So only the rabbit in their raw formulas and some of the canned comes from China.

I love S&C as a company and my baby LOVES their freeze-dried patties! I like to use these when I forget to thaw out raw foods or just for variety.

I'm also a fan of ZiwiPeak! They have excellent customer service and sent me a free 8oz sample of their air-dried venison with a measuring scoop! I don't feed this regularly (not that I wouldn't in the future) and just use it as a treat. I just contacted them for more info on their company and asked if they had samples...I didn't expect them to actually send so much!
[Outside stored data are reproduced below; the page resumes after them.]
PR #1582, opened 2026-02-18
Fix regression accepting pathname completion

### LINKED ISSUE #1557: Regression in completions on filenames with `source`
After #1500 there seems to be a regression on filename completions (it needs to be confirmed that #1500 is the cause).

* When choosing a completion the displayed text is not precisely what is placed into the buffer, enough so that the filename may no longer be valid.
* In addition, the completion popup does not go away when expected.
* In addition, when successfully completing a directory name, the popup doesn't show the files inside the completed directory.

In the images below the leading `./` gets turned into a `.` on completion:

Image

<kbd>TAB</kbd>

Image

Presumably this has to do with a length calculation being off, which suggests that ignoring `position` here
 * https://github.com/dbcli/mycli/pull/1500/changes#diff-878f97580507e93ffbe6d032f603bdf63c3d105854afbf416662ddbd18b7b3fbR1240

is the cause.

There's not a oneline fix, because the refactor in #1500 changed the `find_` functions to return plain strings instead of `Completion`s.

rolandwalker:
## Description
Ensure that when accepting a pathname completion, the path as typed is accepted and not modified into an invalid path.  See #1557 for an image.  The regression is most evident when typing a path with a leading `./`.

Changes
 * Use a `Literal` for the `include` argument to `last_word()`
 * Create a separate length-measurement string for pathname completions, based on a different last-word cleanup regex.
 * Remove some todo comments from tests which are now resolved.

The logic of `length_based_on_path` assumes that if _any_ of the suggestions are pathnames, then _all_ of the suggestions are pathnames, which is currently true, and likely to remain true.

It would be nice to have a test which simulated accepting the first suggestion, to check that the filled-in completion does not get mangled, as happened before.

Let's say this fixes #1557, because it fixes the actual regression.  There are some other behaviors listed there which may not be desirable but were not caused by #1500 .  Let's open separate issues if we want to do further work on pathname completion.  For example, there is no pathname completion for `\edit <pathname>` at all.  And completion on `~/` does not seem to provide candidates.

I'm also not 100% clear on the subtleties of `last_word()`, and why the `alphanum_underscore` cleanup regex is the best one for this case, but it does work exactly right per @scottnemes 's diagnosis, and the relevant change was indeed introduced in #1500.  Maybe there should be a cleanup regex named `pathnames`, for clarity.

## Checklist

    ```bash
    ```

### DIFF
--- a/changelog.md
+++ b/changelog.md
@@ -5,6 +5,7 @@ Bug Fixes
 ---------
 * Watch command now returns correct time when ran as part of a multi-part query (#1565)
 * Don't diagnose free-entry sections such as `[favorite_queries]` in `--checkup`.
+* When accepting a filename completion, fill in leading `./` if given.
 
 
 1.54.1 (2026/02/17)
--- a/mycli/packages/parseutils.py
+++ b/mycli/packages/parseutils.py
@@ -1,7 +1,7 @@
 from __future__ import annotations
 
 import re
-from typing import Any, Generator
+from typing import Any, Generator, Literal
 
 import sqlglot
 import sqlparse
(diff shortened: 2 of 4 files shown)


scottnemes (approved):
Nice! Verified path completion behavior is working as expected.

PR #163, opened 2026-04-27
fix(meeting): skip empty orphan sessions in recovery discovery

moona3k:
## Summary

Fixes a noisy and misleading meeting-recovery path: launch recovery could show "interrupted recordings" for folders that only contain AAC init headers and no captured audio. Those sessions cannot be recovered, so discovery now removes obvious empty stubs before prompting the user.

The review pass also keeps completed meeting sessions safe when paths differ by macOS' `/var` and `/private/var` aliases. A stale lock should never cause a valid completed `meeting.m4a` folder to be purged.

## Recovery Flow

```text
orphan recording.lock
        |
        v
discoverPendingRecoveries()
        |
        +-- completed meeting row? -----> keep
        |                                 recover/discard cleans stale lock
        |
        +-- mic/system audio >= 4 KB? --> keep
        |                                 recovery can transcribe real audio
        |
        `-- empty stub ----------------> purge folder + lock
                                          no user-facing recovery dialog
```

## What Changed

- Filters orphaned sessions whose mic/system files are below the viable-audio floor.
- Auto-purges only those empty stub folders so they do not accumulate forever.
- Preserves mic-only/system-only recoveries when either channel has real audio.
- Preserves already-completed meeting sessions, including `/var` vs `/private/var` path aliases.
- Fails open on unexpected viability-check errors so discovery does not hide or purge user data.
- Adds focused recovery tests for empty stubs, mixed batches, single-channel recovery, completed-session preservation, and fail-open behavior.

## Test Plan

- [x] `swift test --filter MeetingRecordingRecoveryServiceTests`
- [x] `swift test`
- [x] GitHub CI `swift-test` on push and pull_request

### DIFF
--- a/Sources/MacParakeetCore/Services/MeetingRecordingRecoveryService.swift
+++ b/Sources/MacParakeetCore/Services/MeetingRecordingRecoveryService.swift
@@ -70,7 +70,7 @@ public final class MeetingRecordingRecoveryService: MeetingRecordingRecoveryServ
     ///
     /// Sessions whose audio is at or below this floor were almost always
     /// killed within a second of `MeetingRecordingService.startRecording`
-    /// writing the lock file but before any real audio frames were captured —
+    /// writing the lock file but before any real audio frames were captured -
     /// e.g., a force-quit, hard crash, or rapid dev-cycle restart. Surfacing
     /// these as "interrupted recordings" alarms the user over data that
     /// never existed and where `recover()` would error with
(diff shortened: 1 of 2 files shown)


moona3k:
Reviewer follow-up addressed in `39e103f`:

- Per-session viability checks now fail open: a DB/file-system error logs `meeting_recovery_viability_check_failed`, keeps the candidate visible, and does not purge user data.
- Empty-session purging now returns early when the folder is already gone, avoiding noisy purge failure logs.
- Added `testDiscoverKeepsCandidateWhenViabilityCheckFails` for the fail-open path.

The Honest Kitchen currently has a 20% sale through the month of July on their website and in participating stores. I ordered a 3 lb box of the Preference. They have a map of where they source their ingredients from which is pretty cool (I'm a visual learner): http://www.thehonestkitchen.com/wp-content/uploads/2012/04/Honest_Kitchen_Sources.pdf

NV and Honest Kitchen are both great companies so I'd get samples/small sizes of both and see which your dog prefers. NV has good customer service and has always replied to me within 1-2 days of me contacting them. They will send you coupons and samples as well. My Toki eats raw in the AM and we have been through a bag of duck medallions and are currently on a bag of the chicken raw bites. 

Good luck in finding something that works for your baby!


----------



## Katkoota (Feb 18, 2006)

tokipoki said:


> I love S&C as a company and my baby LOVES their freeze-dried patties! I like to use these when I forget to thaw out raw foods or just for variety.


I also wanted variety when I started looking at S&C. 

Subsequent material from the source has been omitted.